Overview/Main Points
- Justification for DS is not primarily economic: some tasks are
just naturally distributed
- In "real life" distributed tasks, each agent maintains a high
degree of autonomy. Use this as principle for building a DS; we
then get
- autonomy,
- some privacy (node controls its own data),
- availability (one node doesn't bring down whole system).
- 3 classes of components: nodes, servers (invisible to app
writers), comm substrate
- Each piece of info in the DS has 1 and only 1 home, on some
node.
- Other copies can exist, but they are not the same as the
original object.
- Home node retains control over all copies, eg it may
encrypt them if it wants.
- Applications kow if they're touching the real object or a
"local version".
- Justification:
- Most accesses are to your own data
- Most nonlocal accesses are read-only; conflict resolution
should be infrequent
Implications of this philosophy for various areas of DS performance:
- Efficiency: due to locality argument above, no problems.
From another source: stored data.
PR #1703, opened 2024-03-21
Updated cyclus dependencies listed in the README 

dean-krueger:
Changed README.rst to list the dependencies found in "ghcr.io/cyclus/cyclus_20.04_apt/cyclus:latest](http://ghcr.io/cyclus/cyclus_20.04_apt/cyclus:latest", which should represent the current minimum supported versions.


gonuke (approved):
Thanks @dean-krueger - this is helpful

gonuke:
Apparently there is a merge conflict here?  Not sure why...

gonuke (changes requested):
Actually, we should make sure we update this everywhere at once:
* DEPENDENCIES.rst
* INSTALL.rst

Anywhere else?

abachma2:
> Actually, we should make sure we update this everywhere at once:
> 
> * DEPENDENCIES.rst
> * INSTALL.rst
> 
> Anywhere else?

Probably need to update these files in the Cycamore repo as well.

DEPENDENCIES.rst
```diff
@@ -55,8 +57,8 @@ Package                Minimum Version
 ====================   ==================
 doxygen (for docs)     1.7.6.1
 tcmalloc (for speed)   any
-Cython                  >=0.25 and  <0.27
-Python (dev version)   2.7 or 3.3+
+Cython                 0.29+
```
gonuke, line 60: I thought we were updated to Cython 3 - (@bennibbelink) but maybe I missed that we are still compatible with cython 0.29?

gonuke (changes requested):
One comment about minimum Cython version....

Also - I wonder if there is a way to "include" one file in another so that we can maintain this dependency list in a single location rather than 3 locations?

DEPENDENCIES.rst
bennibbelink: We are still compatible with cython 0.29.  Installing `cython3` via `apt` installs version 0.29 in both Ubuntu 20.04 and 22.04

gonuke:
> Added the rst `include` directive. I will update this conversation when I build the site locally to make sure it works correctly.

Having suggested this... I'm guessing it doesn't render in github and only after processing with Sphinx... which maybe is not what we're after either?  Maybe we need to double down on just making folks click to get to the single definition of dependencies?

DEPENDENCIES.rst
```diff
@@ -25,16 +25,17 @@ dependencies is shown below:
...
+``libxml2``              2.9.10+
+``libxml++``             2.40.1
+``python``               3.8.10
+``sqlite3``              3.31.1
+``HDF5``                 1.10.4+
+``Coin-Cbc``             2.10.3
+``Coin-Clp``             1.17.5
+``zlib``                 1.2.11
 ====================   ==================
-
```
gonuke, line 37: I think this blank line may be necessary - at least for cleaner GH rendering

DEPENDENCIES.rst
```diff
@@ -25,16 +25,17 @@ dependencies is shown below:
...
 .. website_include_end
 
 On some platforms, such as Ubuntu 16.04, the following are also necessary:
```
gonuke, line 41: Do we want to keep this?  I'd say we leave 16.04 behind.  Are there other special platforms to call out?

DEPENDENCIES.rst
```diff
@@ -55,8 +56,8 @@ Package                Minimum Version
 ====================   ==================
 doxygen (for docs)     1.7.6.1
```
gonuke, line 57: (Not necessarily related to this PR) it might be useful to add a column to indicate what feature requires each optional dependency.

INSTALL.rst
```diff
@@ -12,20 +12,7 @@ provided with the source.
...
-``CMake``                2.8
-``boost``                1.46.1
-``libxml2``              2
-``libxml++``             2.36
-``python``               2.7 or 3.3+
-``sqlite3``              3.7.10
-``HDF5``                 1.8.4
-``Coin-Cbc``             2.5
-====================   ==================
+A full list of the Cyclus package dependencies is listed :doc:`here <DEPENDENCIES.rst>` :
```
gonuke, line 15:
```suggestion
A full list of the Cyclus package dependencies is listed `here <DEPENDENCIES.rst>` :
```

gonuke (changes requested):
A few more comments/requests.

DEPENDENCIES.rst
bennibbelink: That is a good idea.  I'll make an issue.

DEPENDENCIES.rst
bennibbelink: We could note that `libxml++` needs to be built from source in Rocky builds?

bennibbelink:
I think I've fixed all the links.  The project status table in the README still looks a little wonky, that's last big structural thing blocking(?) this PR.  About to hop on a flight though, I'll try to get to it tonight or tomorrow.

DEPENDENCIES.rst
abachma2: Does it though? On my machine (running Rocky 9.0) I have libxml++ and libxml++-4.0 from conda. Also, are enough people running on Rocky machines to warrant calling it out?

INSTALL.rst
```diff
@@ -12,20 +12,7 @@ provided with the source.
...
-``CMake``                2.8
-``boost``                1.46.1
-``libxml2``              2
-``libxml++``             2.36
-``python``               2.7 or 3.3+
-``sqlite3``              3.7.10
-``HDF5``                 1.8.4
-``Coin-Cbc``             2.5
-====================   ==================
+A full list of the Cyclus package dependencies is listed `here <DEPENDENCIES.rst>`_:
```
abachma2, line 15: Have y'all built the website when pointing to these changes? (see https://github.com/cyclus/cyclus.github.com/blob/source/rever.xsh) to make sure the website still builds with these changes?

gonuke: I'm not sure the role of  `rever.xsh` still?  There was a time when we used `rever` for releases, but I don't think that's true anymore?  I guess we should decide what we want to do instead, but I do still think it's best to keep only a single copy of these dependencies to ensure they don't diverge.

abachma2: As far as I can tell, for the website pages for dependencies and install Cyclus still point to this file, which points to the files in this repository and the ones in Cycamore. I think it's meant to keep everything in as few places as possible.

bennibbelink: Are you sure those files aren't pointed to in the `Makefile` under the `gh-preview` target?  Regardless I think we should be fine since we are pointing to `DEPENDENCIES.rst` which maintains the same name in the Sphinx build.  I will confirm with a local build.

DEPENDENCIES.rst
bennibbelink: True... libxml++ only needs to be built from source if you don't use conda on Rocky.  I'll leave it out for now.  If we receive feedback about difficulties building on Rocky we can re-evaluate.

INSTALL.rst
bennibbelink: I am fairly confident that we do not use `rever` anymore - should we remove it from our project repos? (can be a separate issue, don't want to block this PR any longer).  

That being said... you were right @abachma2 the new links I had were broken in the built website.  I wasn't able to find a trivial way to have the links render nicely in GitHub and by Sphinx so I'll leave them as is for now (with the Sphinx links working correctly).   The README is not pulled into the website build so those links are correctly formatted for use on Github.

bennibbelink:
> The project status table in the README still looks a little wonky, that's last big structural thing blocking(?) this PR. 

This is resolved, the table looks good now.

INSTALL.rst
```diff
@@ -12,29 +12,16 @@ provided with the source.
...
-``CMake``                2.8
-``boost``                1.46.1
-``libxml2``              2
-``libxml++``             2.36
-``python``               2.7 or 3.3+
-``sqlite3``              3.7.10
-``HDF5``                 1.8.4
-``Coin-Cbc``             2.5
-====================   ==================
+A full list of the Cyclus package dependencies is listed :doc:`here <DEPENDENCIES>`:
```
abachma2, line 15: Instead of pointing to the file, we should be able to have  like what's in line 20 (`.. website_start`) as a pointer around the table in `DEPENDENCIES.rst` that we can pull it. It'll probably be cleaner when building the website while also preventing from having to update multiple tables.

README.rst
```diff
@@ -72,24 +72,7 @@ Dependencies
...
-``libxml++``             2.36
-``python``               2.7 or 3.10
-``sqlite3``              3.7.10
-``HDF5``                 1.8.4
-``Coin-Cbc``             2.5
-``zlib``                 1.1.4
-====================   ==================
-
-For detailed instructions on installing dependencies, see `Installing Dependencies <DEPENDENCIES.rst>`_.
+Cyclus is built using ``CMake``. For detailed instructions on Cyclus dependencies, see `Installing Dependencies <DEPENDENCIES.rst>`_.
```
abachma2, line 75:
```suggestion
Cyclus is built using ``CMake``. For detailed instructions on Cyclus dependencies (including minimum version requirements), see `Installing Dependencies <DEPENDENCIES.rst>`_.
```

abachma2 (commented):
In general, I think all of these changes are great, and will make things easier for future developers. I have a few comments, with one being about the website build (and trying to streamline it) and the other is a small wording suggestion that won't block merging.

INSTALL.rst
gonuke: I think we're caught in a github rendering vs sphinx/website rendering bind.  I initially suggested the include like you suggested, but it doesn't render at all on github and looks like gibberish.  On the other hand, this sphinx based reference also doesn't render (although doesn't look like gibberish).  So maybe we go with the include?

abachma2: Do you have any screenshots of how the build looks and the code for it? If not, maybe we can hop on a call so I can see what you're getting.

gonuke: You can see how the `INSTALL` file renders on github when using the include approach [here](https://github.com/cyclus/cyclus/blob/5e2eed6781d2732dc0e8e70328055f4b05ffb3f1/INSTALL.rst) (this is from an old commit).

Notice how the section on "Dependencies" seems incomplete and then take a look at the raw code.

Screenshot 2024-03-28 at 11 13 19

abachma2: I see what you mean, and this is what I had in mind for code to use. Just pointing to it via what we have now should be good then.

gonuke (approved):

PR #1606, opened 2021-02-14
Develop improvements

R12rus:
https://bugs.telegram.org/c/179
https://bugs.telegram.org/c/939
https://bugs.telegram.org/c/859


dkaraush:
Checked those bugs on the platform and they seem all fixed long time ago? Let me know if they are not.

PR #1607, opened 2021-02-14
CameraX Android Contest 2021

d-w-s-h:
1. Using CameraX in the attachment menu and for recording video messages when api ≥ 21, otherwise using legacy camera
2. Using max photo resolution available on device with target aspect 16:9, target video resolution increased to 1080p or max available on device
3. Fixed bug with cameraview glitch when photo attachment layout scrolls and cameraview goes off the screen, added cameraview parallax
4. Fixed mirroring video when recording with front face camera in attachments
5. Added exposure compensation feature in cameraview to expand the possibilities of shooting in contrasting light, added EV slider, zoom slider moved to a more intuitive location. Added 2D gesture recognition while recording to adjust zoom and EV at the same time
6.  "Use CameraX API"/"Use legacy camera API" in debug menu


Laky-64:
this code however has problems with the zoom, when you start recording a video, it starts with the wide angle zoom

PR #1612, opened 2021-02-14
Inline query for inline_geo bots not working when GPS disabled.

koloboid:
Eliminate unnecessary check, fixes https://bugs.telegram.org/c/2227


Nirzak (commented):
Hi tried mutiple geo location based bots and every one of them has requested my permission to share my location when my location is turned off. So, Can you please mention a bot in which you are facing such issue. May be I can test it with that bot.

koloboid:
@Nirzak  Oh my, missed your comment, sorry. As I see, this issue was fixed with last update of Telegram for Android (so, to reproduce, you need to install apk version that is current for February'21)

Right solution is now in repo: https://git.io/JOgtw

Going to close bug and PR :|

PR #1624, opened 2021-03-21
fixed country code and phone no. population logic

xrafi:
**Problem** 

When people try to log in or sign up, the characters in the phone number are used to set the country code, which is incorrect.
This results in country code and phone number being populated incorrectly. 

Example of incorrect behaviour :  
Phone number below is : 6692049100
Country is US

However, 66 is taken for country

image

**Solution**
Use getSimCountryIso() to retrieve country codes

### DIFF
--- a/TMessagesProj/src/main/java/org/telegram/ui/LoginActivity.java
+++ b/TMessagesProj/src/main/java/org/telegram/ui/LoginActivity.java
@@ -1711,30 +1711,15 @@ public class LoginActivity extends BaseFragment {
                     }
                     if (!newAccount && allowCall) {
                         String number = PhoneFormat.stripExceptNumbers(tm.getLine1Number());
-                        String textToSet = null;
-                        boolean ok = false;
+                        String countryCode = tm.getSimCountryIso();
                         if (!TextUtils.isEmpty(number)) {
-                            if (number.length() > 4) {
-                                for (int a = 4; a >= 1; a--) {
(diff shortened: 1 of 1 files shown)


rafismugmug:
@DrKLO

Luxxy-787:
Try manually

Mahmed21 (changes requested):
Leavae

Nirzak (commented):
Well, I didn't get your point. I am using the latest Telegram app on my mobile and I always got the correct country code by selecting country. Here on your image, you have selected Thailand, and +66 is the correct code for Thailand. So, what's the problem? I tried it just a few moments ago. And it also gives +1 as a country code when selected USA as a country. So I think it's working just fine.

rafismugmug:
When you come to login screen, The country code should be automatically populated from the sim card or phone number. Here country code should have been +1, but in the screenshot, it's +66 Thailand, which is incorrect. You don't need to manually select that. The PR fixes the country code population logic, so that correct country code is detected from the phone.

Nirzak:
> When you come to login screen, The country code should be automatically populated from the sim card or phone number. Here country code should have been +1, but in the screenshot, it's +66 Thailand, which is incorrect. You don't need to manually select that. The PR fixes the country code population logic, so that correct country code is detected from the phone.

Yeah my bad actually. Now I see.

Nirzak (approved):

App
must know when it's operating on a copy since this allows
optimization.
- Reliability (in the data loss sense):
- Functions and data can be replicated on independent
hardware (availability)
- low-level error propagation restricted by physical
separation (hardware)
- If a node fails, info for which it was the home node
becomes temporarily unavailable.
- Comm substrate should be fault tolerant (multi-link).
ARPANET had just been deployed and showed this was possible.
- Transactional semantics/distributed atomic update: we know it's
important and complicated,
we have no story for it, it should only be used when absolutely
necessary.
- Extensibility: they propose RPC service registration and note the
problems it brings (stale nameserver entries, etc.)
- Protection: assume untrusted network, use end-to-end encryption
etc.
3 requirements for a node's OS:
- Expose whether data is original or copy (remote)
- Uniform set of comm. and authentication protocols
- Allow each node control how it stores data (don't make the OS
enforce a policy)
Relevance
Underlying autonomy principles and "get OS out of the way" are
application-level-framing and end-to-end arguments. Clark went on to
write about these things later.
Main contribution here is to describe a particular philosophy of
distributed-system node design at a time when many others were pushing
for tightly-integrated "transparent" distributed systems.
Flaws
No implementation is described, even though the authors admit certain
subproblems presented are of daunting complexity.